Saved data entries:
******
PR #1950, opened 2024-03-19
Initial solution

MarcusPy:


src/main/java/core/basesyntax/Bulldozer.java
```diff
@@ -0,0 +1,15 @@
+package core.basesyntax;
+
+public class Bulldozer extends Machine {
+    private final String className = this.getClass().getSimpleName();
```
nowickimj, line 4: That's pretty surprising (in a good way) - the expected solution for this task is to write the class name in `System.out.println()` call :)

nowickimj (approved):

PR #1958, opened 2024-03-27
add hw jv-oop solution

oleksandr-saulko:


src/main/java/core/basesyntax/MainApp.java
```diff
@@ -1,5 +1,19 @@
 package core.basesyntax;
 
 public class MainApp {
+    public static void main(String[] args) {
+        Machine truck = new Truck();
+        truck.setName("Truck");
+        Machine bulldozer = new Bulldozer();
+        bulldozer.setName("Bulldozer");
+        Machine excavator = new Excavator();
+        excavator.setName("Excavator");
```
MentorMA, line 10: Could you init name by constructor instead of setter

MentorMA (changes requested):

src/main/java/core/basesyntax/MainApp.java
oleksandr-saulko: done

Rommelua (approved):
******
Assignment. Wherever the string "MentorMA" appears in the data above, report the whole line.

Written solution.
MentorMA, line 10: Could you init name by constructor instead of setter
MentorMA (changes requested):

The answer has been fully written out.